I'm using a Portenta H7 from Arduino. It hosts the STM32H747 microprocessor. I was wondering if it is safe to use +5 volts for I2C even though the MPU runs at +3.3 volts?

To clarify, on how the Portenta H7 is wired up, I'm using the pins associated with I2C3 on the STM32H747. Now, according to the datasheet, the pin structure for the pins are labeled as FT, which should mean that they are +5 volt tolerant according to the datasheet (Table 6). You can see how I'm laying it out below in my schematic, but I wanted to ask if this was safe or not? The Portenta's QWIIC connector uses 5 volts instead of 3.3 volts, so it seemed strange given that the STM32 operates at 3.3 volts.

0693W00000FC7VUQA1.png

1 ACCEPTED SOLUTION

Accepted Solutions
KnarfB
Principal III

Should be safe, see application note AN4899, 5.2.2 Five-volt tolerant GPIO (FT) and 5.3.3 I2C application.

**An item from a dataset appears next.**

Issue #2146, opened 2026-07-17
Three small defects: a filter that silently matches nothing, a docblock wrong about all 8 of its structures, and a hardcoded int32 in integer bound messages


samchon:
## Problem

Three small, independently confirmed defects, each stated at the size the evidence supports.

The only catch is that +5V must not be applied while VDD is too low (e.g. STM powered off), but I bet the module desginers knew that and considered it in the schematics.

hth

KnarfB

View solution in original post

4 REPLIES 4

Not sure of Arduino/SparkFun goals.

A lot of I2C is to 5V based systems, including a lot of Arduino stuff.

Could use it as 5V supply to regulate down to voltage used by slave/sensor boards.

The STM32 is tolerant of 5V pull-up / open-drain, whereas a lot of ATMEL/MICROCHIP IC's aren't. The FT pins are designed not to back-feed into supply ring.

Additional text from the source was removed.